Tuesday, January 13, 2015

Badaud Dispatch 10-- Finding Magic

Keio is arranged so that the holiday break happens across Christmas and New Year, and then there is another month of frantic classes tacked on before we all clear out in early February. It will take a lot of willpower to apply myself to school till then; I've been here four months now and I do not regret a minute, but it's about time to go home.

My gentleman-friend came to see me and we spent two fantastic weeks running around Tokyo and Kyoto and Nara. For the first time since September my sense of needing to be on guard and alert in a strange place twenty-four hours a day melted away and I truly relaxed- I felt like a hedgehog that had been curled up for months finally straightening out. It was so nice to see Japan through fresh eyes, and to realize that scenery and things I had come to completely ignore were, in fact, extraordinary and exotic.

I may not approve of selfies, but will accept shadows.

We went to the mountains near Nagano, and it was strange to watch the landscape change from the late fall of Tokyo to deep winter from the Shinkansen windows. 

Mountains!!

We stayed in a traditional ryokan (inn) in a snow monkey park, a short walk outside a town whose drains sent up great clouds of steam from the hot springs. Like everything, the path was perfectly groomed and the late afternoon light on the wet snow made a golden, dreamlike atmosphere. 

That my photographs did not pick up.

The ryokan was built into the side of a hill next to a stream and a geyser. I'd never seen a geyser before; it was just sort of there, sending up steam and roaring. It would have been less strange, I thought, if there were barriers and signs and safety tape. I suppose the Japanese approach to geysers is the same as typhoons-- it's a thing that happens, and people are trusted to have enough sense not to jump in them or go out in them, respectively. 

Oh look, there's a geyser. 

I expected to see monkeys, but seeing them sauntering around our feet as if we were furniture was unnerving and amazing. Their faces are so sweet, so human and yet so not, I did not know how to think about them. A cat, I will approach and try to make friends with; a wild beast, like a raccoon I will be quiet around and try not to frighten. These monkeys were neither friendly nor afraid; they did not give a damn. It was a strange feeling, and as cliche as it sounds, humbling. I think it's good to not know quite where you stand once in a while. 
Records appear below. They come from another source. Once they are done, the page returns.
PR #3206, opened 2017-12-15
issue #31730 - handle vendor group instead of cluster

gilmoskowitz:
also reduced redundancy to focus on the important
differences in the various parts of the union

### DIFF
--- a/foundation-database/public/tables/metasql/vendorAPHistory-detail.mql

Of course, they were so fluffy I just wanted to hug them; I knew I never could.

We stood outside and watched the night come down and the younger monkeys tumbling around and playing in the snow. It was lovely to be in the mountains watching the day fade without light or noise or air pollution. The ryokan looked like this:

Definition of inviting

After an amazing traditional meal we went and parked in the onsen (hot bath) outside, along with half a dozen monkeys. The water, coming as it did directly out of the ground, smelled like sulfur and felt amazing; it was just this side of bearable to sit in. The snow came down; the monkeys stuck to the edges like fluffy limpets, holding their babies' heads above water with blissed out looks on their scarlet faces. It was quite magical and quite strange. After a while some couples came out with selfie sticks and flash cameras so we went up to our tatami room and slept like peaceful bricks. 

In the morning we went to the designated monkey park at feeding time. There were the gorgeous mountains and the adorable monkeys and dozens of tourists in new winter gear and high heeled shoes snap-snap-snapping away. 
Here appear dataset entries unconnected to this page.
PR #3208, opened 2017-12-27
issue #31733 - don't show closed items by default

gilmoskowitz:
also add/fix some tests


foundation-database/public/tables/metasql/orderActivityByProject-detail.mql
```diff
@@ -760,16 +780,19 @@ SELECT invchead_id AS id,
 <? endif ?>
     JOIN invcitem ON (invcitem_invchead_id = invchead_id)
  WHERE (invchead_prj_id = <? value("prj_id") ?>)
+<? if not exists('showCompleted') ?>
+   AND invchead_posted
```
ChristopherCotnoir: This seems backwards. Shouldn't this be AND NOT invchead_posted, here and below? I assume posted=completed.

PR #3205, opened 2017-12-08
CRM Enhancement project [xTuple v5.0 part #1]

andersdd:
Significant structural changes in the CRM system.
Added concept of a CRM Role with associated setup up options.
`crmacct` and `cntct` now have a many-to-many relationship saved in `crmacctcntctass` table.  Old CRM contacts (1&2) removed from table.  CRM account removed from cntct table.
Multiple addresses available on CRM account table.
Relationship between crmacct and child entities (customer/vendor) now reversed and set up as actual foreign key relations on the child tables (i.e. cust_crmacct_id).  Old crm account relationship columns removed.
Contact phones (phone1,2, fax) removed from cntct table and moved to a cntctphone table which allows any number of phone numbers and types to be saved.
Data migration script should move old structure data into new structures.
Both standard and commercial databases are building correctly, but still having some issues with the tests in the Mobile web area.

PR #3211, opened 2018-01-09
CRM Groups schema

andersdd:
Builds on xtuple/xtuple#3205


andersdd:
`groups_type` has been implemented as suggested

Each speck is a monkey! I was one of the offending tourists, except my winter gear is old.

Here is one more gratuitous geyser picture:

Just a geyser, no bigs. 

We had a lovely New Years Eve in a weirdly subdued Shibuya (the signs announced that there would be NO countdown and there damn well wasn't) and went to Hatsumode, which is the massively crowded, quiet visit to shrines on New Years Day. I bought a charm for Controlling One's Fate and asked Emperor Meiji to keep an eye on me. He was a liberal sort of guy, I don't suppose he'd disapprove of my ill-mannered western tail too much. 

We went back to beautiful Kyoto in the Shinkansen, which was a lot nicer than the Night Bus. In fact, the seats were designed for human spines and the bentos we got in the station were designed by true artists. We passed Mt Fuji, which looked like a painting. 

Hi Fujisan!

And hung out with some deer in Nara:

Messengers of the gods!

These hairy little bastards know that tourists love them and hang around cadging 'deer crackers' and head butting you if you don't deliver fast enough. Like the snow monkeys, they just wander around without the slightest regard or interest in humans (except in their cracker-dispensing capacity). I felt less guilty about their domestication than I did about the snow monkeys; perhaps it was their blank, unintelligent gazes. They stand in the temples, they stand in the roads, they stand around the ponds, they snooze under trees and we saw a few actually bounding through the woods, which was refreshing. 

And they give the best side eye of any beast, human or otherwise. 

I'll have to continue this in another segment; I made a tacit promise to write about some bands and that's its own entry. Soon this time!